= Reading Egyptian Art =

Primer book

Reading Egyptian Art: A Hieroglyphic Guide to Ancient Egyptian Painting and Sculpture is a 1992 primer on Egyptian hieroglyphs written by English archaeologist Richard H. Wilkinson.The book was written from the viewpoint of seeing hieroglyphs in the context of their use in iconography of sculpture, monuments, reliefs, tomb reliefs, and literature, specifically the corpus of The Book of the Dead versions for various deceased Egyptians, and other areas.

The book is arranged sequentially with the 26 categories of Gardiner's Sign List. Each entry is a detailed write-up, and a facing page of one to six graphic or photo examples, elucidating the usage of hieroglyphs.

==Example categories==

===Hippopotamus hieroglyph===
The hippopotamus, Gardiner E25, shows a "Faience hippopotamus, Meir, 12th Dynasty." The photo is a small statuette, the hippo skin covered with large lined lotus buds, and lotus blossoms.

===Follower Sign===
The less common Follower Sign, Gardiner T18, uses three examples, the first being from the Tomb of Sennedjem, Thebes, 19th Dynasty, and shows the barque of Ra and the main iconography of the Follower Sign, Ra as seated God, and the Steering Oar (hieroglyph) at the rear.

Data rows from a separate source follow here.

PR #16758, opened 2025-10-17
Makefile improvements

simondeziel:
* Simplify how coverage-enabled binaries are produced
* Split up build targets to allow build specific binaries
* Create the `GOCOVERDIR` when needed

The second change should speed up the workflows like this:

1. change code
2. `make lxd`   <== this became faster
3. run a test
4. repeat

`make lxd` is now noticeably faster for both the first build and subsequent rebuilds (no-change here):

|Type|Before|After|
|:---|:---|:---
|first build|30s|14s|
|rebuild|3.7s|1.7s|

### DIFF
--- a/test/main.sh
+++ b/test/main.sh
@@ -384,6 +384,9 @@ export SMALL_ROOT_DISK="${SMALL_ROOT_DISK:-"root,size=32MiB"}"
 export SMALLEST_VM_ROOT_DISK="3584MiB"
 export SMALL_VM_ROOT_DISK="${SMALL_VM_ROOT_DISK:-"root,size=${SMALLEST_VM_ROOT_DISK}"}"
 
+# Create GOCOVERDIR if needed
+[ -n "${GOCOVERDIR:-}" ] && mkdir -p "${GOCOVERDIR}"
+
 # Spawn an interactive test shell when invoked as `./main.sh test-shell`.
 # This is useful for quick interactions with LXD and its test suite.
 if [ "${1:-"all"}" = "test-shell" ]; then


Makefile
```diff
@@ -377,11 +347,8 @@ check: default check-gomin check-unit test-binaries
 
 .PHONY: check-unit
 check-unit:
-ifeq "$(GOCOVERDIR)" ""
-	CGO_LDFLAGS_ALLOW="$(CGO_LDFLAGS_ALLOW)" go test -mod=readonly -v -failfast -tags "$(TAG_SQLITE3)" $(DEBUG) ./...
-else
-	CGO_LDFLAGS_ALLOW="$(CGO_LDFLAGS_ALLOW)" go test -mod=readonly -v -failfast -tags "$(TAG_SQLITE3)" $(DEBUG) ./... -cover -test.gocoverdir="$(GOCOVERDIR)"
-endif
+	$(shell [ -n "$(GOCOVERDIR)" ] && mkdir -p "$(GOCOVERDIR)")
```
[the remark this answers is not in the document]
simondeziel: Did you ran out of space chars?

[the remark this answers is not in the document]
simondeziel: This turned out to be a bogus suggestion, the `$(shell )` wrapper is required otherwise non-coverage builds fail with `[ -n "" ] && mkdir -p ""` error'ing out.

Makefile
```diff
@@ -48,95 +55,48 @@ ifeq "$(TAG_SQLITE3)" ""
...
 client:
-ifeq "$(GOCOVERDIR)" ""
-	go install -v -trimpath $(DEBUG) ./lxc
-else
-	go install -v -trimpath -cover $(DEBUG) ./lxc
-endif
-
-	@echo "LXD client built successfully"
+	go install -v -trimpath $(COVER) $(DEBUG) ./lxc
+	@echo "LXD $@ built successfully"
```
kadinsayani, line 75: Is this echo supposed to include "LXD"?

kadinsayani: Nevermind, I see that the other echo statements don't include "LXD" because their name starts with "lxd".

simondeziel: Yeah, it's probably to avoid the confusion with `liblxc` from before we called it that way.

PR #16760, opened 2025-10-19
`lxc/exec`: Warn about using lxc exec for privileged instances

### LINKED ISSUE #16058: warn when user lxd shells or lxd execs into a privileged container
### Please confirm

- [x] I have searched existing issues to check if an issue already exists for my feature request.

### Is your feature request related to a problem? Please describe.

I'm always frustrated when I can't find out why `snap install something` fails with strange error messages because my default profile contains `security.privileged: "true"`.

### Describe the solution you'd like

every time the user shells into a privileged container, log a warning that:
- links to a website that describes the consequence of privileged mode, including that:
  - snaps/systemd won't work on noble
- suggests using LXD VMs if you really need privileged

### Describe alternatives you've considered

n/a

### Additional context

n/a

haanhvu:
fixes #16058

I checked the fix locally and it worked:
```
$ ~/go/bin/lxc config get juju-7a3df1-0 security.privileged
true
$ ~/go/bin/lxc exec juju-7a3df1-0 -- echo "ok"
WARNING[2025-10-19T18:59:57+07:00] juju-7a3df1-0 is a privileged container (security.privileged: true), so snapd/systemd won't work on noble. To fix this, please consider using LXD VMs if you need privileged security. 
ok
```

### DIFF
--- a/lxc/exec.go
+++ b/lxc/exec.go
@@ -11,7 +11,7 @@ import (
 	"github.com/gorilla/websocket"
 	"github.com/spf13/cobra"
 
-	"github.com/canonical/lxd/client"
+	lxd "github.com/canonical/lxd/client"
 	"github.com/canonical/lxd/shared/api"
 	cli "github.com/canonical/lxd/shared/cmd"
 	"github.com/canonical/lxd/shared/i18n"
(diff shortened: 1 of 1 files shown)


tomponline:
Thanks for taking a stab at this.

But for the reasons explained in https://github.com/canonical/lxd/issues/16058#issuecomment-3441815163 I don't think we will want to proceed with this approach as it currently stands.

PR #16761, opened 2025-10-19
github: workaround unreliable partition mapping in `actions/setup-microceph`

simondeziel:


simondeziel:
https://github.com/canonical/lxd/actions/runs/18635296232/job/53128595039?pr=16761#step:14:372 shows that the retry mechanism worked.

tomponline (approved):
Ta

roosterfish:
I think we should have the same in MicroCloud as I remember seeing this error there too.

simondeziel:
> I think we should have the same in MicroCloud as I remember seeing this error there too.

I couldn't find where the ephemeral disk was partitioned and the result `microceph disk add`'ed. If you get the error again, please let me know.

roosterfish:
> I couldn't find where the ephemeral disk was partitioned and the result `microceph disk add`'ed. If you get the error again, please let me know.

In case of MicroCloud the `disk add` part is performed by MicroCloud itself, so we "only" have to wait until the disk is ready before starting to `microcloud init` something. Maybe we can just check until the path appears?

simondeziel:
There is already some wait logic in place as the action waits for the partitions to appear in `/proc/partitions` before using them to back a loop device. Then the loop dev is feed to `microceph disk add`. After that, the error complains the partition's `/dev/disk/by-id` symlink is not there.

It's not entirely clear how or what goes from the loop dev to the symlink but maybe there is something else more reliable we could wait on.

PR #16764, opened 2025-10-20
lxd/instance/instancetype/instance: Allow unsetting volatile.<name>.bus config key

tomponline:


tomponline:
> Can this also be unset when the instance is running?

yes, we allow manual control of this.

==="Clenched Hand" from the palette corpus===
The not-so-common Clenched Hand, Gardiner D49, (khefa), shows 4 graphics, but the largest is one side of the Bull Palette, from the Predynastic Period cosmetic palette corpus, with its iconography of warriors on a field, the 'community large rope', and 5 standards-for-gods, (iat standard (hieroglyph)).